* **WORK TO BE COMPLETED**
Report how many lines in the records hold the string "README"; give the number and nothing else.

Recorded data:

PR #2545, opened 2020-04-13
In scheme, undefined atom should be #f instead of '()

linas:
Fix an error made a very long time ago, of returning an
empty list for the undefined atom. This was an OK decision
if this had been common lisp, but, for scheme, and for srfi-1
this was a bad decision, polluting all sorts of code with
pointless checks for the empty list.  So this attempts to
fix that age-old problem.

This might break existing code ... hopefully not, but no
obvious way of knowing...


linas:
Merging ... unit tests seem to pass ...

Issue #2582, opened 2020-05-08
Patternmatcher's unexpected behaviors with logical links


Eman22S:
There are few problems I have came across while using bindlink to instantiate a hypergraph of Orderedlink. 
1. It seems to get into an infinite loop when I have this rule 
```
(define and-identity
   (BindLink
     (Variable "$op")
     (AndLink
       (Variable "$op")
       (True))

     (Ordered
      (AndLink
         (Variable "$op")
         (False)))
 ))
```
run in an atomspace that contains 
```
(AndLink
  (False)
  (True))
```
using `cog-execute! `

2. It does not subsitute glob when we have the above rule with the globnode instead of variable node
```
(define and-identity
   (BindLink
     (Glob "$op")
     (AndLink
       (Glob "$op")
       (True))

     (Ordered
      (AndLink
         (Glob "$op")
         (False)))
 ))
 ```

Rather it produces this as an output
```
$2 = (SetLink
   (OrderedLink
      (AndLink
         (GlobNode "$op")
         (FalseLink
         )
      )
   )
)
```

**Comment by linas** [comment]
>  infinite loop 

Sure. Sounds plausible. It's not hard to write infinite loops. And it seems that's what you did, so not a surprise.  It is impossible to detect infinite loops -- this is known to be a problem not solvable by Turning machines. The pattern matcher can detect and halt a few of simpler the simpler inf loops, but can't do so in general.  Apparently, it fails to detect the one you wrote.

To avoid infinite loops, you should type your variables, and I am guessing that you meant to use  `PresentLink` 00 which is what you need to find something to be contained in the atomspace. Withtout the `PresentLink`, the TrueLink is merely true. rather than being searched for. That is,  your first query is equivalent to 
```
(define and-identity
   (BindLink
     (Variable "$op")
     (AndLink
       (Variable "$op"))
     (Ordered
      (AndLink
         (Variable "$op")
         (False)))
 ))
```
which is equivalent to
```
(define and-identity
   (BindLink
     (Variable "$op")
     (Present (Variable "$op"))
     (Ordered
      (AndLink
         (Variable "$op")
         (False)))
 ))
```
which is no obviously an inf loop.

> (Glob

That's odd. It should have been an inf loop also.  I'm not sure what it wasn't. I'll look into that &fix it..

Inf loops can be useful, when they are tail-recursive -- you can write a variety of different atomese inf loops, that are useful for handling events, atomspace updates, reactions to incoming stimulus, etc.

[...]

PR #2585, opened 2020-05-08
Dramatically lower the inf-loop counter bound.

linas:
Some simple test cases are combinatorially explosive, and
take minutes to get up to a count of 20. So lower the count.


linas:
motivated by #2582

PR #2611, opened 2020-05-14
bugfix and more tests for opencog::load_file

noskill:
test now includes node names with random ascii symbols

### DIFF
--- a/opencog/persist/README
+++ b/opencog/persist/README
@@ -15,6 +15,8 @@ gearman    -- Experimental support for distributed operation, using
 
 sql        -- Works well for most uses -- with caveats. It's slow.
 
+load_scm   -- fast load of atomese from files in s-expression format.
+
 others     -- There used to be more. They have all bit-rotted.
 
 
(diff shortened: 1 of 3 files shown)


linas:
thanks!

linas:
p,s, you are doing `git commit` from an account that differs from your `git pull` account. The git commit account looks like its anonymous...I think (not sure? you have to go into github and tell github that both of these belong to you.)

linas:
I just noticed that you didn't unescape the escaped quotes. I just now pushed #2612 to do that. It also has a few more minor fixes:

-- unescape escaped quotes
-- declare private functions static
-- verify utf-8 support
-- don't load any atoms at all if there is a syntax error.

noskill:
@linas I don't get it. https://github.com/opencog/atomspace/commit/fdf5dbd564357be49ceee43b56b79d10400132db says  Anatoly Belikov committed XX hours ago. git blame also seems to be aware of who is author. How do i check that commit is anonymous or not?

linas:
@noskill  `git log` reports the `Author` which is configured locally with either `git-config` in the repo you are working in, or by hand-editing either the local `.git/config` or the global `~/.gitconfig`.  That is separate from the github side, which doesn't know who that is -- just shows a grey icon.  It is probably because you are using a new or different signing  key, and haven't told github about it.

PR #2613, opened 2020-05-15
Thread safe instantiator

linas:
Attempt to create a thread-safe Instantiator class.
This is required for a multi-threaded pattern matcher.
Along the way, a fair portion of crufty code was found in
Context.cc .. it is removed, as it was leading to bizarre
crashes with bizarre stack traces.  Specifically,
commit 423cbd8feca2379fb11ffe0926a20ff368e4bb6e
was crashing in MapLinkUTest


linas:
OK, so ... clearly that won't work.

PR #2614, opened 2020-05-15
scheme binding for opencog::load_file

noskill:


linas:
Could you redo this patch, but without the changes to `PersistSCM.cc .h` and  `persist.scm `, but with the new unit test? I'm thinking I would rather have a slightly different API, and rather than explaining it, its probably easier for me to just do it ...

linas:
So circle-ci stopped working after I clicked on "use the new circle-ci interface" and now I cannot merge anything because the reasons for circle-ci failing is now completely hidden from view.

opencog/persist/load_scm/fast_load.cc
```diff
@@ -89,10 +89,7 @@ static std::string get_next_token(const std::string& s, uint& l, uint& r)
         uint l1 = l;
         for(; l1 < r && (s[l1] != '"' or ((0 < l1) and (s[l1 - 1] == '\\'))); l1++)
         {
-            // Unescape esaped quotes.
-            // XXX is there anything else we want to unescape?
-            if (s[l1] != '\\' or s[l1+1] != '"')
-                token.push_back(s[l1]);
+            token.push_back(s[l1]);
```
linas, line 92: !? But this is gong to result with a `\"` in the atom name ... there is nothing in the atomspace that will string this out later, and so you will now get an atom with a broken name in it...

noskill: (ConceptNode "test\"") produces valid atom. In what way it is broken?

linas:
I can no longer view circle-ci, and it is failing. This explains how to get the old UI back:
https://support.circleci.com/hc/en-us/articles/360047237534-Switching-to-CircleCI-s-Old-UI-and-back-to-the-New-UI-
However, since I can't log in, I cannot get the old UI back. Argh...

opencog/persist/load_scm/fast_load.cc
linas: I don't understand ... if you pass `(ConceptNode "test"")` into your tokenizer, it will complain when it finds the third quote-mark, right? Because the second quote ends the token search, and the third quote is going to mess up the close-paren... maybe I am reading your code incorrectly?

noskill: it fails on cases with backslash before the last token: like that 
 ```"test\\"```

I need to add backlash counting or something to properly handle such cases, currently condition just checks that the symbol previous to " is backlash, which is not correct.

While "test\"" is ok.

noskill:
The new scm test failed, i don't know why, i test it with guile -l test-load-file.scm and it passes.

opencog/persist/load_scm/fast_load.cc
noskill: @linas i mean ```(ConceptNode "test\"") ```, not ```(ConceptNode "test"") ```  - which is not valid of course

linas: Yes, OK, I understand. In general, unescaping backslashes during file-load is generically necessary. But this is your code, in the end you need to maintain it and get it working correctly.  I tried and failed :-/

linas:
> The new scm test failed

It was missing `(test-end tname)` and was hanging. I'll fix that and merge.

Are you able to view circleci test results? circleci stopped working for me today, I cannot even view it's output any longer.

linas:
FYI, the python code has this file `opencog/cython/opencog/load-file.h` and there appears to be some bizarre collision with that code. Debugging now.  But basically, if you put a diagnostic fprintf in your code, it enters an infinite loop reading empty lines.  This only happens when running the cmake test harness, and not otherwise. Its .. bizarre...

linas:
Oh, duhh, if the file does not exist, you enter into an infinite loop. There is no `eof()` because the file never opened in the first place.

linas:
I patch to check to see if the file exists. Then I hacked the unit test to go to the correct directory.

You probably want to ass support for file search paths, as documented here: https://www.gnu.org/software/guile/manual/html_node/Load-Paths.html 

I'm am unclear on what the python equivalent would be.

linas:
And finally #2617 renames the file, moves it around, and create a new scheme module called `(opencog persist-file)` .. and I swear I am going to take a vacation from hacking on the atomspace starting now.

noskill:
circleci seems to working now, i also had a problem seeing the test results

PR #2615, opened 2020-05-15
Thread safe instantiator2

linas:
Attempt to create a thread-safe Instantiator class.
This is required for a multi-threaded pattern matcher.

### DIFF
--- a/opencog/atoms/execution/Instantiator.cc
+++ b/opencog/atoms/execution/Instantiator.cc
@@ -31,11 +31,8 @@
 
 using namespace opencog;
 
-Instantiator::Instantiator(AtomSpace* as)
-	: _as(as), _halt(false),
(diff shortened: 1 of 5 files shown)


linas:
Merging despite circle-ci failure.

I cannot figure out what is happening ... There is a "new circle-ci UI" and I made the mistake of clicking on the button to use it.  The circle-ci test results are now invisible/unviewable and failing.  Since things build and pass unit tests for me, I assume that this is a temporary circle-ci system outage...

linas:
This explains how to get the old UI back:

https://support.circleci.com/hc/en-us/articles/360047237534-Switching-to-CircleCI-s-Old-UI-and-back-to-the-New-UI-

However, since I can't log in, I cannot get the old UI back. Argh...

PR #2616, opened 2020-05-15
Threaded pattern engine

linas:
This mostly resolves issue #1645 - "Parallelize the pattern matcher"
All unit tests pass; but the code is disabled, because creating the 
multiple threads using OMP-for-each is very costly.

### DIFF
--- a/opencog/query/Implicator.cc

* **RESPONSE TO THIS EXERCISE**
2